BEGIN
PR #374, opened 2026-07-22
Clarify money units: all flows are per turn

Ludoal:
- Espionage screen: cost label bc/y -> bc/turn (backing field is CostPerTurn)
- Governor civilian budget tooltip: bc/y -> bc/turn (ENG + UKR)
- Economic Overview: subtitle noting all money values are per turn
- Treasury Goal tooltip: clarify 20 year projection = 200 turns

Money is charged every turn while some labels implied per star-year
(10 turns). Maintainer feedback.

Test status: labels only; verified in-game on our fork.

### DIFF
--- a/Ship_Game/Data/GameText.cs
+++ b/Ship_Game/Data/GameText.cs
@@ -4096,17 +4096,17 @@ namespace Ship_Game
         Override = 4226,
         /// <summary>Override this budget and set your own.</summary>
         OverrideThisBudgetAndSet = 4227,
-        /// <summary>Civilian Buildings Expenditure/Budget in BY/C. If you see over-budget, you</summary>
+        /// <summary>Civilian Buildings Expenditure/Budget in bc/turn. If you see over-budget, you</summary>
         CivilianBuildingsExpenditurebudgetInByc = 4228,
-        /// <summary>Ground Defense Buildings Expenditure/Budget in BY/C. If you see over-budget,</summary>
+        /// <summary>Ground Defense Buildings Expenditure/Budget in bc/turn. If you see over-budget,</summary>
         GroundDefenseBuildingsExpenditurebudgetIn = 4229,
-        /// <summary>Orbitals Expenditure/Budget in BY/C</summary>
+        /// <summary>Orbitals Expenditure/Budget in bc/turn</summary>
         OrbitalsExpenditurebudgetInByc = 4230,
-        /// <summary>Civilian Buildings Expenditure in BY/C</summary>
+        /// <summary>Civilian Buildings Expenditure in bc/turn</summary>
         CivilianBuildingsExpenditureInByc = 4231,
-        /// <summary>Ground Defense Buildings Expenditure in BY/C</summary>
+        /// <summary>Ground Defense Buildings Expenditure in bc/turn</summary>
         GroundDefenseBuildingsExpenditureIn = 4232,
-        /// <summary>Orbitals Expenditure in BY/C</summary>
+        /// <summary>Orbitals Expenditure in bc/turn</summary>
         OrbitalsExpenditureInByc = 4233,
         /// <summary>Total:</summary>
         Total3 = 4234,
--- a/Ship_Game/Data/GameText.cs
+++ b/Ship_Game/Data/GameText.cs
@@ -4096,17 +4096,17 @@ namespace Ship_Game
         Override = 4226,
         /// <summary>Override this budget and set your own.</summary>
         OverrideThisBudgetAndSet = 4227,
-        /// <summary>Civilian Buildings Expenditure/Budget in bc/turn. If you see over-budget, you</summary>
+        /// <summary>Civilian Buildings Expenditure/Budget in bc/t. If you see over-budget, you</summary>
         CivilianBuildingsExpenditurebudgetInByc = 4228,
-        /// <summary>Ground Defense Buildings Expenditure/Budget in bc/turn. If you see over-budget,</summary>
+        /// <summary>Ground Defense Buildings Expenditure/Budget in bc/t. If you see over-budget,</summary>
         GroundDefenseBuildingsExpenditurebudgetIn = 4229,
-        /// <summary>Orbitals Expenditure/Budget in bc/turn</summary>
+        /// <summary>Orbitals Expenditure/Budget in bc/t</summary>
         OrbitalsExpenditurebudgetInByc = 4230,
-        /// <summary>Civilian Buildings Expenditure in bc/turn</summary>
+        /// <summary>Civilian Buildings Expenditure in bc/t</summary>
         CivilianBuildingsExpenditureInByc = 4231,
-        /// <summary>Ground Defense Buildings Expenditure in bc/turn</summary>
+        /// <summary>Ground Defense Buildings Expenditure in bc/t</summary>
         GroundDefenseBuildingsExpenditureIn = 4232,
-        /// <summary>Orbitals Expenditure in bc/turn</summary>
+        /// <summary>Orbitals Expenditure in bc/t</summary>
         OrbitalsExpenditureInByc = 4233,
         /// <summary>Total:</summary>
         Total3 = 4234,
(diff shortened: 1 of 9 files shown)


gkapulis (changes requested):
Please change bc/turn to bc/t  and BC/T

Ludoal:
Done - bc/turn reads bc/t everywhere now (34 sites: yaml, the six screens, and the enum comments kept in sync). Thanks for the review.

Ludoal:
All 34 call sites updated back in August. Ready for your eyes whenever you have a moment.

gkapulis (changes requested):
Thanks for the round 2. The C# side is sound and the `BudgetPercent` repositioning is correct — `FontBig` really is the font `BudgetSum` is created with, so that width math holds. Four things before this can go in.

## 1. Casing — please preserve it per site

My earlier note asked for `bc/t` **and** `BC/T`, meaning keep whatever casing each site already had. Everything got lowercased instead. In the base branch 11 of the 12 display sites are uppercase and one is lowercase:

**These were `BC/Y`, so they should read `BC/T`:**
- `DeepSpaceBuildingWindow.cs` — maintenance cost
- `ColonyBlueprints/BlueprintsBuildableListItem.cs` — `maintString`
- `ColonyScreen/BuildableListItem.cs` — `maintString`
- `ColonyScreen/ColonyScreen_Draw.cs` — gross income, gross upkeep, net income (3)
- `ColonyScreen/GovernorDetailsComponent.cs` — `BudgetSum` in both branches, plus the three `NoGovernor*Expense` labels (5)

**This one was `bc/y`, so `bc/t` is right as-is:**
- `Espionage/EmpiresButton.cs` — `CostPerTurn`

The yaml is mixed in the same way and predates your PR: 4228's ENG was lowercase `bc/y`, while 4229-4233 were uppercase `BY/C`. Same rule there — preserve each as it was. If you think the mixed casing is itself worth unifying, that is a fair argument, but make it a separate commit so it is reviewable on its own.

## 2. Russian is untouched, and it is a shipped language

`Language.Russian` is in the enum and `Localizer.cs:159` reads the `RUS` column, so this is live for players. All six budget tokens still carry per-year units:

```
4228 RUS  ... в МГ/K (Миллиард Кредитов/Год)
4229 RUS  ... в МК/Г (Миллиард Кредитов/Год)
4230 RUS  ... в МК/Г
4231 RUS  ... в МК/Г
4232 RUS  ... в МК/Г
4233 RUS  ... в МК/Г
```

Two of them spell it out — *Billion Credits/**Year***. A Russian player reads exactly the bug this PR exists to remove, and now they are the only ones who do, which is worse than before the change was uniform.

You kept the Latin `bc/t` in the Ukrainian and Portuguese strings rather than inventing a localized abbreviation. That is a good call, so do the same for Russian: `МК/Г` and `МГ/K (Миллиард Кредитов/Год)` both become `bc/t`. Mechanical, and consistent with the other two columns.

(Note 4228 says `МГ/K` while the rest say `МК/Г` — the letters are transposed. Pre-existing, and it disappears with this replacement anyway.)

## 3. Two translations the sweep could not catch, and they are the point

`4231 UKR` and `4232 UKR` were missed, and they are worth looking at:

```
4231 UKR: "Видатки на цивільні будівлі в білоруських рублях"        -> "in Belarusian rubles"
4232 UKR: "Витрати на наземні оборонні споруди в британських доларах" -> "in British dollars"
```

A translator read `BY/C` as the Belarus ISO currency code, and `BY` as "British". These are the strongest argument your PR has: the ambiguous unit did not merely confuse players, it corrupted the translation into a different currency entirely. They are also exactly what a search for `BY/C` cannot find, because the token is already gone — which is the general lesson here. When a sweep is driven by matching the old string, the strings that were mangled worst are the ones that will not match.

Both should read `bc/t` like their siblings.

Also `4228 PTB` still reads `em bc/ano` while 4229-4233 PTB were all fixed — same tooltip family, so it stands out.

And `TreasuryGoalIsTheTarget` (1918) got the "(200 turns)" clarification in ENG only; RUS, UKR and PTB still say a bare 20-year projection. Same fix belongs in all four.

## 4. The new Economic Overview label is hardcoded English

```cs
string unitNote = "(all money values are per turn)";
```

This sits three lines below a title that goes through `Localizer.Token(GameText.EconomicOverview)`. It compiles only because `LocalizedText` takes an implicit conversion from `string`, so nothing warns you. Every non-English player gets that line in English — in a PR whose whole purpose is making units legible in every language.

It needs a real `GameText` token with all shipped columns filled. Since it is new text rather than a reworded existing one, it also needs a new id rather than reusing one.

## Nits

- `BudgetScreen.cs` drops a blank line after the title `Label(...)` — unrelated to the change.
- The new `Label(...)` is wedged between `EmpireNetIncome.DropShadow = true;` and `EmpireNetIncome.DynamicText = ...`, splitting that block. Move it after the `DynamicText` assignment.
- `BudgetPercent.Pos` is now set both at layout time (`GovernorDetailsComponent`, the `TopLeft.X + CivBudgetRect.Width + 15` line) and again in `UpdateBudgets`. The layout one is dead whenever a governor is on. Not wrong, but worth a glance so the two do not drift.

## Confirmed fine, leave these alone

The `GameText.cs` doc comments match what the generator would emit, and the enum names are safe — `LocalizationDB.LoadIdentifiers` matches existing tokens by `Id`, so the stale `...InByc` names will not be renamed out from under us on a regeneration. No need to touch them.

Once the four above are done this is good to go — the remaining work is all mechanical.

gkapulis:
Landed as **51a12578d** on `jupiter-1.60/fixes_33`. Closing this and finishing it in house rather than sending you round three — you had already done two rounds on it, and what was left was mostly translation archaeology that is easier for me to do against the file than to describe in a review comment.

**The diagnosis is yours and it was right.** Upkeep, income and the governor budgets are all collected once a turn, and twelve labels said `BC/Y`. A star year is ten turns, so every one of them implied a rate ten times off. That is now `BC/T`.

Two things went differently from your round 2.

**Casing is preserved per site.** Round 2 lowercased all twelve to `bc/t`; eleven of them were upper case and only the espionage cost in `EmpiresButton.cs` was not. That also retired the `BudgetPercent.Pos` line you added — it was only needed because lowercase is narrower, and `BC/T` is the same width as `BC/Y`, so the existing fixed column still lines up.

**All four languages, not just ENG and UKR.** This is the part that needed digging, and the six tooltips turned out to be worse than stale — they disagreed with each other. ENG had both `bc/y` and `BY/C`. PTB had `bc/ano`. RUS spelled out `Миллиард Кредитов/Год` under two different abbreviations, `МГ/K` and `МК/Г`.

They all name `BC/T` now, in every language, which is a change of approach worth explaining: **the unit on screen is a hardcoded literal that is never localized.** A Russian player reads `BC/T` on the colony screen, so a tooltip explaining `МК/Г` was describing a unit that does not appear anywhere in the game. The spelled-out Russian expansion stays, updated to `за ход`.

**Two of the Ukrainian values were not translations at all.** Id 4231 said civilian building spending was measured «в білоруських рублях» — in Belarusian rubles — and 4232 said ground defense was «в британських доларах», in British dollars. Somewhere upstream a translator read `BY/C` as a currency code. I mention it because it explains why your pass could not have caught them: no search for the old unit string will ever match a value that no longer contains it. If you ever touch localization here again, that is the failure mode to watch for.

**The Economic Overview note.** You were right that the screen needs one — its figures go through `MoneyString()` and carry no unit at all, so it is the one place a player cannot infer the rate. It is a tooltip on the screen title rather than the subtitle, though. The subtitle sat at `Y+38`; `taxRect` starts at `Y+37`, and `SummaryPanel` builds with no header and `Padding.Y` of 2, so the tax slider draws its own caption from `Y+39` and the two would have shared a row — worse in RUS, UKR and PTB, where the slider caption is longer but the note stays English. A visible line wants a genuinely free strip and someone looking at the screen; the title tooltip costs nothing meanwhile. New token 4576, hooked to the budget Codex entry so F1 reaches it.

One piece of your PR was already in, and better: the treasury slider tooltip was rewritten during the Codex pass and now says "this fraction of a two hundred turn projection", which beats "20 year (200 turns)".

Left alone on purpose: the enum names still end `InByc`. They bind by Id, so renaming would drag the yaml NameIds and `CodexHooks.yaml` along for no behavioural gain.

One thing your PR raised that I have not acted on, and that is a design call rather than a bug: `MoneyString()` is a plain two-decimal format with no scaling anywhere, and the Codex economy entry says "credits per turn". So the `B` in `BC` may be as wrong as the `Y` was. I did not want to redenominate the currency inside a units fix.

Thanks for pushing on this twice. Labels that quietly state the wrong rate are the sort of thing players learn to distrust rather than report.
END
BEGIN
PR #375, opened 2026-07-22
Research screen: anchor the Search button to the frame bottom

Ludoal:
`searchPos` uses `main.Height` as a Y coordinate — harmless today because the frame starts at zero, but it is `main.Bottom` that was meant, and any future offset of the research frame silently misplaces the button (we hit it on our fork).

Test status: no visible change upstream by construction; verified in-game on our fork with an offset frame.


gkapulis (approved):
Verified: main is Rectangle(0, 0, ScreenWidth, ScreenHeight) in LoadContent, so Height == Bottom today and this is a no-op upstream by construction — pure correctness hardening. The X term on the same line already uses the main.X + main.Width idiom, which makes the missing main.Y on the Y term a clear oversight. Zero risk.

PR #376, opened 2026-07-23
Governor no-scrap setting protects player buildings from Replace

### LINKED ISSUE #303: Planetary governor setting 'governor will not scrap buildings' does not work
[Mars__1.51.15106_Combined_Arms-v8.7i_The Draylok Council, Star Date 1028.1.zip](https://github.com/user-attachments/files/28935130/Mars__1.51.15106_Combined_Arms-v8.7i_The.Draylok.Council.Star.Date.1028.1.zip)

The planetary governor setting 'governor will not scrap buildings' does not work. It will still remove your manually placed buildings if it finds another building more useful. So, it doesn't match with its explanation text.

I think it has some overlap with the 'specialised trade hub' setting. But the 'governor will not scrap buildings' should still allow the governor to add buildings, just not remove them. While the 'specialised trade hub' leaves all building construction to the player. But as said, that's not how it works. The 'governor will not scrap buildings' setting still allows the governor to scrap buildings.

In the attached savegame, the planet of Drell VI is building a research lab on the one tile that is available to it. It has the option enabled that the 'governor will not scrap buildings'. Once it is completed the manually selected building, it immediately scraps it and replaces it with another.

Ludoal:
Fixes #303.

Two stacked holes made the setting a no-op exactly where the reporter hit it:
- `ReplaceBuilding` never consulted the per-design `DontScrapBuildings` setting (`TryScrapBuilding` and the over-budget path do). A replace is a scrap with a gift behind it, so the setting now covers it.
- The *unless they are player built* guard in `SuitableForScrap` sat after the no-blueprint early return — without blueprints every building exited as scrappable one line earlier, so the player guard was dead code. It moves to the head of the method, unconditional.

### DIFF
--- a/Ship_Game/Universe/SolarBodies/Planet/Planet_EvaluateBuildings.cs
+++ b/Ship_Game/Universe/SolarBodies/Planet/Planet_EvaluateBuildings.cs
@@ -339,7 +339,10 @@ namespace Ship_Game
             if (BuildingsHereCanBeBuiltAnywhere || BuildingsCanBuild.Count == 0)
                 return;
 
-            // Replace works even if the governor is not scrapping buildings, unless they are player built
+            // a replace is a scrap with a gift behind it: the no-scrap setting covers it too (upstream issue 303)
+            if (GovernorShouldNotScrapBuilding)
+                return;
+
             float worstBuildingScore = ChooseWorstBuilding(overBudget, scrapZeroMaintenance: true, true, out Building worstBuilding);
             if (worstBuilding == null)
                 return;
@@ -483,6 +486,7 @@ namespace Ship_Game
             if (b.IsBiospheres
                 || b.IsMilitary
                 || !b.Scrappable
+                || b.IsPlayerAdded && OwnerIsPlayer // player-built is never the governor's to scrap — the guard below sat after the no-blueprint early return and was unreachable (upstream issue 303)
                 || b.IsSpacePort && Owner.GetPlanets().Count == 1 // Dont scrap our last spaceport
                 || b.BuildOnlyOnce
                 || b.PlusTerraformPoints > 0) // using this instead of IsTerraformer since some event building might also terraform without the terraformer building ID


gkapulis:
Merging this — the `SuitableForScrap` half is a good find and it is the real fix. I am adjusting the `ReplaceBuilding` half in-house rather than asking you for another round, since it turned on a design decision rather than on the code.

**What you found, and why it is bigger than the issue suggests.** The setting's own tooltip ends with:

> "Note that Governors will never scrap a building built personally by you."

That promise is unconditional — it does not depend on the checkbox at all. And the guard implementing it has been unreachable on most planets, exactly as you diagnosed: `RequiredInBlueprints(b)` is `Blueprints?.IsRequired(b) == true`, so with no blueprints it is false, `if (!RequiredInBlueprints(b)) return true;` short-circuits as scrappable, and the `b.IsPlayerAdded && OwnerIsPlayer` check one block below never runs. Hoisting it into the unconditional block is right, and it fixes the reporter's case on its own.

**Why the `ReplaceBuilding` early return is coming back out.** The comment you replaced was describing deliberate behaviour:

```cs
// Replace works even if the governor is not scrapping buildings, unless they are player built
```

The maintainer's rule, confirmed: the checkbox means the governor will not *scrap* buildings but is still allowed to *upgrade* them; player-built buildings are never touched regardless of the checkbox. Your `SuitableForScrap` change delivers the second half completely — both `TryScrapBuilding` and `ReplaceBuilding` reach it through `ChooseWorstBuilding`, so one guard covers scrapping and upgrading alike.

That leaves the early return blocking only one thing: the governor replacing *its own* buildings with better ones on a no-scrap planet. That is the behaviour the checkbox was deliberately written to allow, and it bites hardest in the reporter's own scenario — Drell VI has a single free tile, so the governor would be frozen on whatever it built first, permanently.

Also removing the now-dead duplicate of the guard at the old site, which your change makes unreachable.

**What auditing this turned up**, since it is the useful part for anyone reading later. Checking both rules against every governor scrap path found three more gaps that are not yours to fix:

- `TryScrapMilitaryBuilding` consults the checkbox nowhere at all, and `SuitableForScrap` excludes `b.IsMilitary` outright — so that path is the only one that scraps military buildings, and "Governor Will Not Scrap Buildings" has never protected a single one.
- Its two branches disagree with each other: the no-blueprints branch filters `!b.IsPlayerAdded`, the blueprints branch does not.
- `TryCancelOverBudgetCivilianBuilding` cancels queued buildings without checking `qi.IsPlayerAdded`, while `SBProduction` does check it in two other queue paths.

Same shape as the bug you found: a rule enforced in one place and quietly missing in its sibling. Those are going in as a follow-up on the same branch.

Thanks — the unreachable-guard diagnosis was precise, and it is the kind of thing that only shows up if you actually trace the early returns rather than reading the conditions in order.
END
BEGIN
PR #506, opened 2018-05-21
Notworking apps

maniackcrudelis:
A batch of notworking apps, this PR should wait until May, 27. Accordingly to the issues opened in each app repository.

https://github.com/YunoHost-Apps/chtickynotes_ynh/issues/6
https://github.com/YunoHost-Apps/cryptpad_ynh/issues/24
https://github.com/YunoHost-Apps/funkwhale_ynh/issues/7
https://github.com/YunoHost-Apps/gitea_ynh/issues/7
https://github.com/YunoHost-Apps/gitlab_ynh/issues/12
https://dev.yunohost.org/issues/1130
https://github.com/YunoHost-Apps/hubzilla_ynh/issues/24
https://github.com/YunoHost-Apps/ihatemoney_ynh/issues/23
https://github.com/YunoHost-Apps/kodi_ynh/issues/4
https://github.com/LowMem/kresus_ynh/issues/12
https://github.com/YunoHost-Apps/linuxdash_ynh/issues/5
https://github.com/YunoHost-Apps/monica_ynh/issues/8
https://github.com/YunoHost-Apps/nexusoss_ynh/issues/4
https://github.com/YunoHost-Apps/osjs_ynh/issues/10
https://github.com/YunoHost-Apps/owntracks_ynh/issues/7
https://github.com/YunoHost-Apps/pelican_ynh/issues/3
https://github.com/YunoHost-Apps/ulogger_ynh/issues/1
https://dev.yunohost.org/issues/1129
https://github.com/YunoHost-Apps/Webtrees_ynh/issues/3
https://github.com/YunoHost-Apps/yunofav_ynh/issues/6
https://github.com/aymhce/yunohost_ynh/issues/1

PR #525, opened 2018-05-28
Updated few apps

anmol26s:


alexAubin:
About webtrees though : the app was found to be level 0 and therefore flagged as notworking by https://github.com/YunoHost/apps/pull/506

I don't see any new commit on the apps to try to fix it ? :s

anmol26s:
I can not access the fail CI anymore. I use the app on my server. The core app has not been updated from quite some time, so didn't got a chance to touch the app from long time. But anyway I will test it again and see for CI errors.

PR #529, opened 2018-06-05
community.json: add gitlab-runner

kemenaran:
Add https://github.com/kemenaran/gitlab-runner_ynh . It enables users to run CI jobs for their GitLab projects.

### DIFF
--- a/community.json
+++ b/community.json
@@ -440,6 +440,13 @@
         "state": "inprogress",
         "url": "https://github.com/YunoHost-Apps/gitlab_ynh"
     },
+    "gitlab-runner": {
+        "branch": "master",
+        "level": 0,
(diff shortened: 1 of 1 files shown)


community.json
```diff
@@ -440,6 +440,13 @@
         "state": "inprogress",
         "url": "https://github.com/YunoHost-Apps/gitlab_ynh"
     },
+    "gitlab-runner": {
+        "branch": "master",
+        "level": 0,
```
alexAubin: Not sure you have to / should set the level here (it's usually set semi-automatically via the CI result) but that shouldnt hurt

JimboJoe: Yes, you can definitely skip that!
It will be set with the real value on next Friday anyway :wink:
END
*WHAT THIS TASK INVOLVES*: Collect the complete line wherever the string "SolarBodies" appears in the records.

*RESPONSE FOR THIS EXERCISE*:
--- a/Ship_Game/Universe/SolarBodies/Planet/Planet_EvaluateBuildings.cs
+++ b/Ship_Game/Universe/SolarBodies/Planet/Planet_EvaluateBuildings.cs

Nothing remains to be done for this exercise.